* **WORK ITEM**
A word-for-word transcription of the data below is required.

* **INPUT MATERIAL**
══════════

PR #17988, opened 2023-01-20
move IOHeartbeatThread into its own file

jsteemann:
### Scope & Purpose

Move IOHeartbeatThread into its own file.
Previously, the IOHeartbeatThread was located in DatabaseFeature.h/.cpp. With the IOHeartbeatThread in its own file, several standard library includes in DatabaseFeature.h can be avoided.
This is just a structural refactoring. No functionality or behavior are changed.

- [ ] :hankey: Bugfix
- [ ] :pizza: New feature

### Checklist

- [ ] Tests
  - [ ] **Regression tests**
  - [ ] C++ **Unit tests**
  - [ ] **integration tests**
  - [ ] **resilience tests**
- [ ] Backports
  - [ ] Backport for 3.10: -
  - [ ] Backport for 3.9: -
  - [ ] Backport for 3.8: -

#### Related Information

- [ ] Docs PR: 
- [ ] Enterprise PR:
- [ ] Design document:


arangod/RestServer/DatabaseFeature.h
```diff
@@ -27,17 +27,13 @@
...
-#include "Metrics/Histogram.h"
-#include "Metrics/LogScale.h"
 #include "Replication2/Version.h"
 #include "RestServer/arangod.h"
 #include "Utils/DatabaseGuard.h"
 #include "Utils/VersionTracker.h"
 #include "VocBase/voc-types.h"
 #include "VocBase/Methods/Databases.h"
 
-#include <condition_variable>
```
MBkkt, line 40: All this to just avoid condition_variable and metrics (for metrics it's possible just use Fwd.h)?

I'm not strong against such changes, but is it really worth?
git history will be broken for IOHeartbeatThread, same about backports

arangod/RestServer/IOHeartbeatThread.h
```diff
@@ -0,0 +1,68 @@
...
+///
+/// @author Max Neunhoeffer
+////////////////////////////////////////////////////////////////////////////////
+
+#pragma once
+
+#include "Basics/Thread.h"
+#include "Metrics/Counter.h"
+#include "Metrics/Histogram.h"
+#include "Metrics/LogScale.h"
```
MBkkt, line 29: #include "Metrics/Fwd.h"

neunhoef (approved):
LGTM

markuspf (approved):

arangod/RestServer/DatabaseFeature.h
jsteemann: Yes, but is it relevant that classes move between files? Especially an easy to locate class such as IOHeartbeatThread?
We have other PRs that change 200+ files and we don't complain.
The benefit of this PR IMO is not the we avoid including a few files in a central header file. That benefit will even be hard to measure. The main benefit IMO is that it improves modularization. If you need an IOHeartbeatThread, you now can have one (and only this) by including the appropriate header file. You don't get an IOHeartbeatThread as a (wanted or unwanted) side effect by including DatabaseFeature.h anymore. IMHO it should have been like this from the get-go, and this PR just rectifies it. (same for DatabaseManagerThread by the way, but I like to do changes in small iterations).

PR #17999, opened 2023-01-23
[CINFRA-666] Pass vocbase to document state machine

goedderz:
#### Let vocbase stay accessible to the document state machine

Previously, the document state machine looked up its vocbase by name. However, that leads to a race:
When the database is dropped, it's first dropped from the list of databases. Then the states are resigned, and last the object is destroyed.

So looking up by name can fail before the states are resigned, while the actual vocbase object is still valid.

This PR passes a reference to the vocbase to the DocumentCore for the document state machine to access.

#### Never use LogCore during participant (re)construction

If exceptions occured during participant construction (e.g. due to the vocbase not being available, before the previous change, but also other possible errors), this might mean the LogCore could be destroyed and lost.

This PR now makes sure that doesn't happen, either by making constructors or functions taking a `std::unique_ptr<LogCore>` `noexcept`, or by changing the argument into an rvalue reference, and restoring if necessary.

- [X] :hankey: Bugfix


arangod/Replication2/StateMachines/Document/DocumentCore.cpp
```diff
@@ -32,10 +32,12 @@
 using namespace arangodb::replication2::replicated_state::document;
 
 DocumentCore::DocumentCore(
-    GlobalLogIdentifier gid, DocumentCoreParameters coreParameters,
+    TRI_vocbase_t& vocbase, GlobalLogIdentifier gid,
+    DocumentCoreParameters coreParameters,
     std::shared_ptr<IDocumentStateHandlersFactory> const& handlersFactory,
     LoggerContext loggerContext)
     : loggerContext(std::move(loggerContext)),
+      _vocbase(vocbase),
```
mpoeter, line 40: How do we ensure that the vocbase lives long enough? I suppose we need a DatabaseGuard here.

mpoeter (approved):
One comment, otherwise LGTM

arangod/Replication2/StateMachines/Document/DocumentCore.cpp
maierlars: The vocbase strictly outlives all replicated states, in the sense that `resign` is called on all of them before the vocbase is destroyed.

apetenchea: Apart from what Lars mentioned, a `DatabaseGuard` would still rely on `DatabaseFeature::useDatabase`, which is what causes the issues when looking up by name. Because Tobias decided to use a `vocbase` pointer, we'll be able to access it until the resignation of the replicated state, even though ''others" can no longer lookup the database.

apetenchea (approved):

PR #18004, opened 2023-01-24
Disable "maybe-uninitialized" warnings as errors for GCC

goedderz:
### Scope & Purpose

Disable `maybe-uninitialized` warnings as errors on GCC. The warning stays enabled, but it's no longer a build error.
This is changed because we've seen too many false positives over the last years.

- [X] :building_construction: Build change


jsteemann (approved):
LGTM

══════════

* **PROBLEM SOLUTION**
PR #17988, opened 2023-01-20
move IOHeartbeatThread into its own file

jsteemann:
### Scope & Purpose

Move IOHeartbeatThread into its own file.
Previously, the IOHeartbeatThread was located in DatabaseFeature.h/.cpp. With the IOHeartbeatThread in its own file, several standard library includes in DatabaseFeature.h can be avoided.
This is just a structural refactoring. No functionality or behavior are changed.

- [ ] :hankey: Bugfix
- [ ] :pizza: New feature

### Checklist

- [ ] Tests
  - [ ] **Regression tests**
  - [ ] C++ **Unit tests**
  - [ ] **integration tests**
  - [ ] **resilience tests**
- [ ] Backports
  - [ ] Backport for 3.10: -
  - [ ] Backport for 3.9: -
  - [ ] Backport for 3.8: -

#### Related Information

- [ ] Docs PR: 
- [ ] Enterprise PR:
- [ ] Design document:


arangod/RestServer/DatabaseFeature.h
```diff
@@ -27,17 +27,13 @@
...
-#include "Metrics/Histogram.h"
-#include "Metrics/LogScale.h"
 #include "Replication2/Version.h"
 #include "RestServer/arangod.h"
 #include "Utils/DatabaseGuard.h"
 #include "Utils/VersionTracker.h"
 #include "VocBase/voc-types.h"
 #include "VocBase/Methods/Databases.h"
 
-#include <condition_variable>
```
MBkkt, line 40: All this to just avoid condition_variable and metrics (for metrics it's possible just use Fwd.h)?

I'm not strong against such changes, but is it really worth?
git history will be broken for IOHeartbeatThread, same about backports

arangod/RestServer/IOHeartbeatThread.h
```diff
@@ -0,0 +1,68 @@
...
+///
+/// @author Max Neunhoeffer
+////////////////////////////////////////////////////////////////////////////////
+
+#pragma once
+
+#include "Basics/Thread.h"
+#include "Metrics/Counter.h"
+#include "Metrics/Histogram.h"
+#include "Metrics/LogScale.h"
```
MBkkt, line 29: #include "Metrics/Fwd.h"

neunhoef (approved):
LGTM

markuspf (approved):

arangod/RestServer/DatabaseFeature.h
jsteemann: Yes, but is it relevant that classes move between files? Especially an easy to locate class such as IOHeartbeatThread?
We have other PRs that change 200+ files and we don't complain.
The benefit of this PR IMO is not the we avoid including a few files in a central header file. That benefit will even be hard to measure. The main benefit IMO is that it improves modularization. If you need an IOHeartbeatThread, you now can have one (and only this) by including the appropriate header file. You don't get an IOHeartbeatThread as a (wanted or unwanted) side effect by including DatabaseFeature.h anymore. IMHO it should have been like this from the get-go, and this PR just rectifies it. (same for DatabaseManagerThread by the way, but I like to do changes in small iterations).

PR #17999, opened 2023-01-23
[CINFRA-666] Pass vocbase to document state machine

goedderz:
#### Let vocbase stay accessible to the document state machine

Previously, the document state machine looked up its vocbase by name. However, that leads to a race:
When the database is dropped, it's first dropped from the list of databases. Then the states are resigned, and last the object is destroyed.

So looking up by name can fail before the states are resigned, while the actual vocbase object is still valid.

This PR passes a reference to the vocbase to the DocumentCore for the document state machine to access.

#### Never use LogCore during participant (re)construction

If exceptions occured during participant construction (e.g. due to the vocbase not being available, before the previous change, but also other possible errors), this might mean the LogCore could be destroyed and lost.

This PR now makes sure that doesn't happen, either by making constructors or functions taking a `std::unique_ptr<LogCore>` `noexcept`, or by changing the argument into an rvalue reference, and restoring if necessary.

- [X] :hankey: Bugfix


arangod/Replication2/StateMachines/Document/DocumentCore.cpp
```diff
@@ -32,10 +32,12 @@
 using namespace arangodb::replication2::replicated_state::document;
 
 DocumentCore::DocumentCore(
-    GlobalLogIdentifier gid, DocumentCoreParameters coreParameters,
+    TRI_vocbase_t& vocbase, GlobalLogIdentifier gid,
+    DocumentCoreParameters coreParameters,
     std::shared_ptr<IDocumentStateHandlersFactory> const& handlersFactory,
     LoggerContext loggerContext)
     : loggerContext(std::move(loggerContext)),
+      _vocbase(vocbase),
```
mpoeter, line 40: How do we ensure that the vocbase lives long enough? I suppose we need a DatabaseGuard here.

mpoeter (approved):
One comment, otherwise LGTM

arangod/Replication2/StateMachines/Document/DocumentCore.cpp
maierlars: The vocbase strictly outlives all replicated states, in the sense that `resign` is called on all of them before the vocbase is destroyed.

apetenchea: Apart from what Lars mentioned, a `DatabaseGuard` would still rely on `DatabaseFeature::useDatabase`, which is what causes the issues when looking up by name. Because Tobias decided to use a `vocbase` pointer, we'll be able to access it until the resignation of the replicated state, even though ''others" can no longer lookup the database.

apetenchea (approved):

PR #18004, opened 2023-01-24
Disable "maybe-uninitialized" warnings as errors for GCC

goedderz:
### Scope & Purpose

Disable `maybe-uninitialized` warnings as errors on GCC. The warning stays enabled, but it's no longer a build error.
This is changed because we've seen too many false positives over the last years.

- [X] :building_construction: Build change


jsteemann (approved):
LGTM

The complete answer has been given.